As reported by MIT Technology Review: Smartphone camera apps could soon do more than just capture images.
Software integrated with a new line of smartphone chips will be capable
of recognizing, say, a cat or city skyline in a photo, and tagging
pictures of your friends with their names.
The
chip maker Qualcomm announced last week that it will bundle the
software with its next major chip for mobile devices. The technology,
which Qualcomm calls Zeroth, could make sophisticated machine learning
more common on mobile devices. As well as processing images, the Zeroth
software is designed to allow phones to recognize speech or other
sounds, and to learn to spot patterns of activity from a device’s
sensors.
The
technology uses an approach to machine learning known as deep learning
that has led to recent advances in speech and object recognition, as
well as software able to play Atari games with superhuman skill (see “Google’s Intelligence Designer”).
Deep learning software is loosely modeled on some features of brains.

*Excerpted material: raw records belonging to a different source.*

PR #25631, opened 2020-06-16
Chore: use fork-ts-checker plugin for eslint check

zoltanbedi:

This pr removes eslint-loader from webpack.configs so the build time can be faster. Also upgrades fork-ts-checker-plugin to version 5 so it will be compatible with webpack 5.

Some measurements on my pc:

yarn start (without eslint-loader): 73253ms
yarn start (with eslint-loader): 113371ms

yarn build (without eslint-loader): 248.47s
yarn build (with eslint-loader): 289.10s

in both scripts we can compile almost **~1 minute** faster this way.


aknuds1 (approved):
Not really familiar with it, but LGTM

torkelo (approved):
Looks good!

stevenvachon (approved):
Nice! I wasn't aware of this and it looks as though we may have been doubling up checks. Perhaps we should also change our "lint" npm scripts to use webpack, so that our paths are only in one place.

zoltanbedi:
> Perhaps we should also change our "lint" npm scripts to use webpack, so that our paths are only in one place.

I'd rather not do that. This change only going to lint packages that is compiled through webpack. So no test files for example.

I had to do some changes because for my first try it only checked files under public/app. So I've added package paths that are compiled. Compilation was still fast but eslint check become slower. So I've enabled cache for eslint which made it **BLAZING** fast again.

scripts/webpack/webpack.dev.js
```diff
@@ -89,7 +89,17 @@ module.exports = (env = {}) =>
...
             eslint: {
               enabled: true,
-              files: ['public/app/**/*.{ts,tsx}', 'e2e/suite1/**/*.{ts,tsx}', 'public/test/**/*.{ts,tsx}'],
+              files: [
+                'public/app/**/*.{ts,tsx}',
+                'packages/grafana-ui/src/**/*.{ts,tsx}',
+                'packages/grafana-data/src/**/*.{ts,tsx}',
+                'packages/grafana-runtime/src/**/*.{ts,tsx}',
+                'packages/grafana-e2e-selectors/src/**/*.{ts,tsx}',
+                'packages/jaeger-ui-components/src/**/*.{ts,tsx}',
```
stevenvachon, line 98: wouldn't `packages/**/*.{ts,tsx}` suffice?

zoltanbedi: good catch but sadly I couldn’t make that work. It failed with an error I couldn’t manage to solve.

stevenvachon: Okay, maybe add a comment explaining why. Aside from that, the changes LGTM.

stevenvachon (approved):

It can be trained to recognize certain objects in images by processing
many example photos through a network of artificial “neurons” arranged
into hierarchical layers.
Tim
Leland, a vice president of product management with Qualcomm, says the
company plans to work with partners to build apps to make use of the new
capabilities. He wouldn’t say exactly what those apps might do, but
Qualcomm’s demonstrations of the technology have so far focused mostly
on enhancing the features of camera apps. Last week at the Mobile World
Congress event in Barcelona, where Zeroth was announced, Qualcomm showed
it powering a camera app that could recognize faces it had seen before,
and detect different types of photo scenes.
The
Zeroth software is being developed to launch with Qualcomm’s Snapdragon
820 processor, which will enter production later this year. The chip
and the Zeroth software are also aimed at manufacturers of drones and
robots.
Normally an app has to send data out over the Internet to a powerful server in order to perform such tricks (see “10 Breakthrough Technologies 2013: Deep Learning”).
By doing such computation on the phone itself, the software should be
better at interpreting data from location and motion sensors on a
device, Leland says. He predicts that one of the first applications of
Zeroth will be extending the battery life of devices by tracking the way
a person uses a phone and learning when it could power down to save
energy without affecting the user experience.
Qualcomm
is also experimenting with chips that have physical networks of
“neurons” made from silicon that communicate with spiking electrical
signals (see “Qualcomm to Build Neuro-Inspired Chips”).
That might give devices more powerful learning abilities, but it would
mean they’d work much differently than today’s devices do.